- _Problem details_
Scan the records for lines with the word "screen", and copy every such line.

- _The data_
PR #9608, opened 2026-07-20
fix(terminal): disarm stale TUI modes when a pane confirms return to shell

akapug:
## Problem

When a TUI agent is killed hard (SIGKILL via a process manager, OOM, crash) while its parent shell survives, it never restores the terminal modes it armed. The emulator keeps any-motion mouse tracking (1003/1006), focus reporting (1004), and Kitty keyboard flags on, with two user-visible consequences:

- every pointer movement over the pane lands as typed SGR motion reports at the shell prompt (`35;250;36M35;216;39M…`), filling the input line with garbage that is one Enter away from executing;
- while the doomed TUI is still alive, the same any-motion firehose keeps waking it to parse events — we traced a "fully idle" agent pinned at ~4.5% CPU to exactly this.

Observed in production with Claude Code (arms mouse reporting for scroll support) killed via btop; any mouse-mode TUI reproduces it.

## Why existing resets don't cover it

The codebase already sanitizes stale modes on the *dead-PTY* paths — hibernation kills (`POST_REPLAY_MODE_RESET`) and daemon reattach (`POST_REPLAY_REATTACH_RESET`) — and #9259 filters leaked *focus* reports after Codex history resume. But an agent dying **under a live shell** never crosses any of those paths: the PTY never exits, no replay happens, and the modes stay armed indefinitely.

## Fix

Fire `POST_REPLAY_REATTACH_RESET` (reused — its value is exactly the safe-for-a-live-shell bundle: cursor style/visibility, Kitty flags, all mouse protocols/encodings, focus reporting) at the pane-foreground-agent tracker's **confirmed return-to-shell** transition (`onConfirmedShellForeground`), next to the existing stale-title cleanup — the same residue class, one level down. The write goes through `replayIntoTerminal` so the replay guard keeps xterm's auto-replies from leaking to the shell as input.

Bracketed paste (`?2004l`) is deliberately **not** reset here: the surviving shell re-arms it at its prompt before the confirming read lands, so disabling it would strip paste protection the shell itself requested. (The dead-PTY paths keep the full bundle — there is no live shell to protect.)

The confirmed-shell transition only fires after a foreground process read proves the agent is gone (a leaked nested-shell `133;D` under a live full-screen agent republishes the agent and does not disarm — covered by a test).

## Tests

- `disarms stale TUI modes in the emulator after a confirmed return to shell` — fails on unpatched main, passes with the fix; also asserts no disarm on the bare `133;D` before confirmation, and that the reset excludes `?2004l`.
- `keeps armed modes while the agent still owns the foreground after a leaked 133;D` — negative control.
- Full `terminal-pane` suite green with the change (2,229 tests at v1.4.146, 493 in the touched files on main).

## Verification beyond CI

Dogfooded on a patched v1.4.146 build: the original repro (btop-SIGKILL a claude pane, then mouse over the window) produced a clean prompt on every pane; before the patch it reliably spewed motion reports.

---

This fix was authored, tested, and verified by Claude (Fable 5)

## ELI5

If a TUI agent is killed hard, mouse-tracking and special keyboard modes could stick on and dump garbage at the shell prompt. When the pane is back at a shell, Orca disarms those leftover modes.

### DIFF
--- a/src/renderer/src/components/terminal-pane/pty-connection.test.ts
+++ b/src/renderer/src/components/terminal-pane/pty-connection.test.ts
@@ -5606,6 +5606,88 @@ describe('connectPanePty', () => {
     expect(resolveMockPaneWindowsShiftEnterEncoding(mockStoreState, paneKey)).toBe('alt-enter')
   })
 
+  it('disarms stale TUI modes in the emulator after a confirmed return to shell', async () => {
+    vi.useFakeTimers()
+    const { connectPanePty } = await import('./pty-connection')
+    vi.mocked(window.api.pty.confirmForegroundProcess).mockResolvedValue('bash')
+    const dataCallbackRef: { current: ((data: string) => void) | null } = { current: null }
+    const ptyId = 'pty-stale-mode-disarm'
+    const transport = createMockTransport(ptyId)
+    transport.connect.mockImplementation(async ({ callbacks }: { callbacks: ConnectCallbacks }) => {
+      dataCallbackRef.current = callbacks.onData ?? null
+      return { id: ptyId }
+    })
+    transportFactoryQueue.push(transport)
+    const paneKey = makePaneKey('tab-1', LEAF_1)
+    const pane = createPane(1)
+    const { writes } = captureCallbackTerminalWrites(pane)
+
+    connectPanePty(
+      pane as never,
+      createManager(1) as never,
+      createDeps({ isVisibleRef: { current: false } }) as never
+    )
+    await vi.advanceTimersByTimeAsync(20)
+    await flushAsyncTicks()
+    mockStoreState.agentLaunchConfigByPaneKey[paneKey] = {
+      launchConfig: { agentArgs: '', agentEnv: {} },
+      identity: { agentType: 'droid' }
+    }
+
+    // A SIGKILLed agent emits no mode teardown; only the shell's next prompt
+    // mark arrives. The bare 133;D must not disarm yet — the foreground read
+    // has not confirmed the agent is gone.
+    dataCallbackRef.current?.('\x1b]133;D;0\x07')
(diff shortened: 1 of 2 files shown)


brennanb2025 (approved):
Thanks — this is a good catch and a well-scoped fix.

Verified rather than taken on faith:

- **The test is load-bearing.** I applied only the test additions to unpatched `main`: `disarms stale TUI modes in the emulator after a confirmed return to shell` fails. With the source change it passes. The `133;D`-without-confirmation negative control is the right guard, since a full-screen agent's nested shells leak their own `133;D`.
- **Green standalone on current `main`** (`94009f63ff`, this branch is ~480 commits behind): `typecheck` clean, `terminal-pane` suite 190 files / 2479 tests passing.
- **Direction.** I looked at doing this daemon-side with `TerminalPrivateModeTracker` and resetting only what's actually armed — it doesn't work: that tracker follows mouse/SGR modes but not the Kitty-keyboard or focus-reporting bits you also need to clear, and the confirmed-shell signal lives in the renderer anyway. Reusing `POST_REPLAY_REATTACH_RESET` at `onConfirmedShellForeground` is the right call.
- **Writing this bundle to a live session is already established** — it's what the daemon-reattach path at `pty-connection.ts:5120` does today. So this extends an accepted trade-off to a new trigger rather than introducing a new class of risk. Worth noting the cost is now paid more often: per fire, a shell-set cursor shape reverts to the terminal default (self-heals at the next prompt) and the replay guard drops input for ~2.8ms.

One nit for the squash message: the commit message describes a new `CONFIRMED_SHELL_STALE_MODE_RESET` constant that excludes `?2004l`, but the final code reuses `POST_REPLAY_REATTACH_RESET` (which already excludes it). The PR body is accurate; only the commit message drifted. I'll reword on merge.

- _Response box_
The confirmed-shell transition only fires after a foreground process read proves the agent is gone (a leaked nested-shell `133;D` under a live full-screen agent republishes the agent and does not disarm — covered by a test).
- **The test is load-bearing.** I applied only the test additions to unpatched `main`: `disarms stale TUI modes in the emulator after a confirmed return to shell` fails. With the source change it passes. The `133;D`-without-confirmation negative control is the right guard, since a full-screen agent's nested shells leak their own `133;D`.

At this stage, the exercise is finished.